2. From Spark to Polars LazyFrame

from pyspark.sql import SparkSession

spark = SparkSession.builder.appName("example").getOrCreate()

df = spark.createDataFrame([(1, 2)], ["a", "b"])

polars_df = df.toPolars(lazy=True)

3. From Polars DataFrame to Spark

from pyspark.sql import SparkSession
from polars import DataFrame

spark = SparkSession.builder.appName("example").getOrCreate()

df = DataFrame({"a": [1], "b": [2]})  # It can also be a LazyDataFrame

spark_df = df.to_spark(spark=spark)
# or 
spark_df = df.to_spark()  # It will try to get the Spark ActiveSession

4. Using Specific Mode

from sparkpolars import ModeMethod

spark_df = df.to_spark(mode=ModeMethod.NATIVE)
spark_df = df.to_spark(mode=ModeMethod.PANDAS)
spark_df = df.to_spark(mode=ModeMethod.ARROW)

polars_df = df.toPolars(mode=ModeMethod.NATIVE)
polars_df = df.toPolars(mode=ModeMethod.PANDAS)
polars_df = df.toPolars(mode=ModeMethod.ARROW)

5. Using Config

from sparkpolars import Config

conf = Config(
    map_elements=["column_should_be_converted_to_map_type", ...],  # Specify columns to convert to MapType
    time_unit="ms",  # Literal["ns", "us", "ms"], defaults to "us"
)
spark_df = df.to_spark(config=conf)

polars_df = df.toPolars(config=conf)

Known Limitations

JVM Timezone Discrepancy

Spark timestamps are collected via the JVM, which may differ from Spark’s timezone settings. If issues arise, verify the JVM timezone.

Memory Constraints

Collecting large datasets into memory can exceed available driver memory, leading to failures. (as for pandas/arrow)

Handling MapType:

From Spark to Polars

If you have in Spark:

Type: StructField("example", MapType(StringType(), IntegerType()))

Data: {"a": 1, "b": 2}

Then it will become in Polars:

Type: {"example": List(Struct("key": String, "value": Int32))}

Data: [{"key": "a", "value": 1}, {"key": "b", "value": 2}]

From Polars to Spark

If you have in Polars:

Type: {"example": List(Struct("key": String, "value": Int32))}

Data: [{"key": "a", "value": 1}, {"key": "b", "value": 2}]
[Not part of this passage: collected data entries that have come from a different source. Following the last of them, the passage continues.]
PR #410, opened 2019-07-18
Dockerfile for running neo-cli

ksemaev:
This is an example of dockerfile I use in kubernetes. This one is tweaked a little for plain docker or docker-compose use.

The difference with kuber is in custom start-script

### DIFF
--- a/Dockerfile
+++ b/Dockerfile
@@ -42,11 +42,18 @@ RUN wget -q https://github.com/neo-project/neo-cli/releases/download/$VERSION/ne
 #RUN chmod a+x /usr/local/bin/start-script.sh
 #ENTRYPOINT ["/bin/bash", "/usr/local/bin/start-script.sh"]
 
-WORKDIR /home/neo
 VOLUME /home/neo/data/
-USER neo
+WORKDIR /home/neo/data
+
+#####  In kubernetes volumes are attached with predefined UID. In plain docker it's a bit harder to achieve, so this one is commented out
+#USER neo
 
 EXPOSE 10332
 EXPOSE 10334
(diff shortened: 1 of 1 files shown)


ksemaev:
@lock9 I have absolutely no idea about this dockerfile that travis is testing: https://github.com/neo-project/neo-cli/blob/master/ci/Dockerfile

I just suggested to use this one: https://github.com/ksemaev/neo-cli/blob/dockerfile/Dockerfile

lock9:
Sorry @ksemaev ! I saw that the error was related to Docker, that is why I thought it was caused by you. I guess we need to fix travis before.

vncoelho:
Hi @ksemaev, thanks for this PR.

I am not sure if this needs to be merged here, because we already have this simply docker here: https://github.com/neo-project/neo-cli/blob/master/ci/Dockerfile
What do you think?

About the kubernets, I remember we discussed that in another thread. It would be good to have all the guidelines for everybody to run that. But maybe this could come in the docs. What do you think?

Maybe the docker file and all kubernets setup come be described around here: https://docs.neo.org/docs/en-us/node/cli/setup.html

vncoelho:
@ksemaev, if that proceed, please close this PR and open a detailed description here: https://github.com/neo-project/docs

That would surely be a guidelines for many people.
If that goes well we could also update the README of this project pointing to the new description.

vncoelho:
@ksemaev, as in the previous comment, I believe that we already have a similar docker.
But it would be great to have a complete guidelines for kubernets on the docs.

Let's leave it closed, but fell free to reopon.

PR #422, opened 2019-08-02
Set the net to main by default

Liaojinghui:
Set the net to main by default in case the user does not set that param.

### DIFF
--- a/neo-cli/Settings.cs
+++ b/neo-cli/Settings.cs
@@ -2,6 +2,7 @@
 using Neo.Network.P2P;
 using Neo.SmartContract.Native;
 using System.Net;
+using System.Threading;
 
 namespace Neo
 {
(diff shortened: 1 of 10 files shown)


neo-cli/Settings.cs
```diff
@@ -13,12 +14,30 @@ internal class Settings
...
-        static Settings()
+        static bool UpdateDefault(IConfiguration configuration)
         {
-            IConfigurationSection section = new ConfigurationBuilder().AddJsonFile("config.json").Build().GetSection("ApplicationConfiguration");
-            Default = new Settings(section);
+            var settings = new Settings(configuration.GetSection("ApplicationConfiguration"));
+            return null == Interlocked.CompareExchange(ref _default, settings, null);
+        }
+
+        public static bool Initialize(IConfiguration configuration)
```
shargon: Why this are changed?

Liaojinghui: This change is actually your previous modification, not my commit.  https://github.com/neo-project/neo-cli/pull/415/commits/626b1c8b319d735f7d880bda696306e4e52c1cd5

shargon: But why appear?

Liaojinghui: Guess this pull request is regarded as the child of my previous one, see, even the commit number is 11.

Liaojinghui: Figured out, I didn't merge the latest update of this repo, fixed now.

shargon:
Why we need `config.json` now?

Liaojinghui:
> Why we need `config.json` now?

I don't think it is necessary.

> Why we need `config.json` now?

Just reviewed https://github.com/neo-project/neo/blob/master/neo/ProtocolSettings.cs feels like there is totally no need to add `--mainnet` command

Liaojinghui:
Please ignore this pull request, the original code is already sound enough to handle all condition.

PR #443, opened 2019-08-21
Improve select menu

superboyiii:
Improve select menu for choosing "y" or "yes".


superboyiii:
Agree. Also exception message.

PR #444, opened 2019-08-21
Fix invoke failed

superboyiii:
Fix invoke failed.

### DIFF
--- a/neo-cli/Shell/MainService.cs
+++ b/neo-cli/Shell/MainService.cs
@@ -191,7 +191,7 @@ namespace Neo.Shell
                 Console.WriteLine($"Invoking script with: '{tx.Script.ToHexString()}'");
             }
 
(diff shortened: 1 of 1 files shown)


neo-cli/Shell/MainService.cs
```diff
@@ -191,7 +191,7 @@ private bool OnInvokeCommand(string[] args)
                 Console.WriteLine($"Invoking script with: '{tx.Script.ToHexString()}'");
             }
 
-            ApplicationEngine engine = ApplicationEngine.Run(tx.Script, tx);
+            ApplicationEngine engine = ApplicationEngine.Run(tx.Script, tx, extraGAS: 100_000_000);
```
shargon: Maybe we should use `testMode=true` ?

superboyiii: Agree.

PR #451, opened 2019-08-27
Allow neo-cli to switch between RocksDB and LevelDB

shargon:
Require changes when https://github.com/neo-project/neo/pull/1063 was merged

If you want to test RocksDB PR, you can use this branch

### DIFF
--- a/neo-cli.sln
+++ b/neo-cli.sln
@@ -1,9 +1,11 @@
 ﻿
 Microsoft Visual Studio Solution File, Format Version 12.00
-# Visual Studio 15
-VisualStudioVersion = 15.0.26430.15
+# Visual Studio Version 16
+VisualStudioVersion = 16.0.29215.179
 MinimumVisualStudioVersion = 10.0.40219.1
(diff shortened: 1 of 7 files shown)


shargon:
Yes, we can do real benchmarks between them now

neo-cli.sln
```diff
@@ -1,22 +1,31 @@
-﻿
```
shargon: This changes will be removed on the last version

neo-cli/neo-cli.csproj
```diff
@@ -28,8 +28,11 @@
   </ItemGroup>
 
   <ItemGroup>
-    <PackageReference Include="Neo" Version="3.0.0-CI00151" />
     <PackageReference Include="System.ServiceProcess.ServiceController" Version="4.5.0" />
   </ItemGroup>
 
+  <ItemGroup>
+    <ProjectReference Include="..\..\neo\neo\neo.csproj" />
+  </ItemGroup>
```
shargon: This changes will be removed on the last version

PR #452, opened 2019-08-29
Fix inconsistency in plugin name

superboyiii:
Fix inconsistency between Plugin name and Plugin class name. For example: ```SimplePolicy``` is using ```SimplePolicyPlugin``` as class name, but using ```SimplePolicy``` as plugin name. This issue also could be seen on ```RpcSystemAssetTracker```. I think it's also necessary to unify plugin class name on neo3 to avoid this issue.


neo-cli/Shell/MainService.cs
```diff
@@ -1193,7 +1193,7 @@ private bool OnUnInstallCommand(string[] args)
 
             var pluginName = args[1];
 
-            if (!Plugin.Plugins.Any(u => u.Name == pluginName))
+            if (!Plugin.Plugins.Any(u => u.Name.Contains(pluginName)))
```
erikzhang: I think that it will fail in the next steps.

superboyiii: Why? It works well on mine.
image
image
image
image
image

superboyiii: If in previous version, if input ```uninstall RpcSystemAssetTracker```, it won't pass this check since it need plugin name and plugin class name be the same. If I input ```uninstall RpcSystemAssetTrackerPlugin```, it could pass this check but can't find the folder and file. That's all because of this difference. Like this:
image
image
image
image
image
image

superboyiii:
> But the name of the class is used?

Hi, Shargon. What do you mean?

neo-cli/Shell/MainService.cs
shargon: try with uninstall "a"

superboyiii: If we have to match exactly, I think we should unified the class name and project name.

shargon:
For reproduce the error, what are the steps?

`
install plugin RpcSystemAssetTracker
uninstall plugin RpcSystemAssetTracker
`
?

superboyiii:
> For reproduce the error, what are the steps?
> 
> `install plugin RpcSystemAssetTracker uninstall plugin RpcSystemAssetTracker`
> ?

Now only ```SimplePolicy``` and ```RpcNep5Tracker``` have this issue. 
For example ``` install SimplePolicy```, ```uninstall SimplePolicy```.

shargon:
Check my last changes, it works for me.

shargon:
mmmm... i see two solutions, as you said. 

- 1 Remove `plugin.Name`, and use the library name for the plugin
  - This avoid create two plugins in the same library
- 2 Use a file like `plugins.json` for store what plugins are installed or not.
  - This help when we need to remove hot-plugins (currently used)

superboyiii:
> mmmm... i see two solutions, as you said.
> 
> * 1 Remove `plugin.Name`, and use the library name for the plugin
>   
>   * This avoid create two plugins in the same library
> * 2 Use a file like `plugins.json` for store what plugins are installed.
>   
>   * This help when we need to remove hot-plugins (currently used)

I think solution 1 makes sense for making plugins more regular.

vncoelho:
@superboyiii, how is this PR? Should we merge this?

shargon:
1 is good for me

shargon:
If we want to remove the plugin name, this should be done in `neo` first

erikzhang:
@superboyiii Can you test it again?

superboyiii:
Sure

superboyiii:
Here's my test steps and result.

1. install Plugins
image
2. Plugins are loaded successfully
image
3. Uninstall plugins
image
4. Plugins are deleted successfully.
image
5. Rename one of the plugin class name, make it different as type name.
image
6. build it and install it
image
7. restart neo-cli and uninstall it.
image
8. Plugin is deleted successfully. Test Pass.
image
9. By the way, Neo v3.0.0-CI00815 isn't compatible as a dependency in neo-plugins, the code of plugins should be adjusted.
image
10. And if neo-cli is using dependency of Neo v3.0.0-CI00815, RpcNep5Tracker and SystemLog will break.
image
image
Only these are OK.
image

Summary: Test Pass. 
Warning: RpcNep5Tracker and SystemLog need adjust if apply the latest neo on neo-cli or neo-plugins.

PR #15, opened 2023-12-01
Rearrange snapcraft.yaml to support remote-builds

addyess:
Begin to try to publish snaps using github action which triggers a remote build for the snap

This requires that each snap part's `source` be tarred locally by the gh builder, then checked into an ephemeral lp repo. The lp builders can use the tar.gz as the sources for each part when it builds the snap. Much of these changes move the
`components` out of the `build-scripts` directory so that they can be put into independent sources.

The publish to edge action is largely untested, and none of the appropriate secrets are yet defined

### DIFF
--- a/build-scripts/components/.gitignore
+++ b/build-scripts/components/.gitignore
@@ -1,2 +1,0 @@
-.build
-.install


.github/workflows/snap-store-publish-to-edge.yml
```diff
@@ -0,0 +1,251 @@
...
+              issue_number: ${{ needs.create_issue.outputs.issue_number }},
+              owner: context.repo.owner,
+              repo: context.repo.repo,
+              body: `The following screenshots were taken during automated testing:
+
+              ![window](${{ steps.screenshots.outputs.window }})
+
+              ![screen](${{ steps.screenshots.outputs.screen }})
+              `
+            })
```
neoaggelos, line 251: Do we need this?

neoaggelos (commented):
I'd keep the `components` directory under `build-scripts` to avoid clattering the main source dir. But this also works, so I'm happy that it unblocks remote builds, let's do it :+1:

Just one minor comment

.github/workflows/snap-store-publish-to-edge.yml
addyess: No, i've not tested any of the GH action logic.  There's likely quite a bit of fluff left to remove.  Hence the Draft PR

Then it will become in Spark without specifying any config (Default Behavior):

Type: StructField("example", ArrayType(StructType(StructField("key", StringType())), StructField("value", IntegerType())))

Data: [{"key": "a", "value": 1}, {"key": "b", "value": 2}]

If you want this data to be converted to MapType:

from sparkpolars import Config
conf = Config(
    map_elements=["example"]
)

Type: StructField("example", MapType(StringType(), IntegerType()))

Data: {"a": 1, "b": 2}

License

  • pending

Contribution

  • pending

Project details


Download files

Download the file for your platform. If you're not sure which to choose, learn more about installing packages.

Source Distribution

sparkpolars-0.0.3.tar.gz (18.4 kB view details)

Uploaded Source

Built Distribution

If you're not sure about the file name format, learn more about wheel file names.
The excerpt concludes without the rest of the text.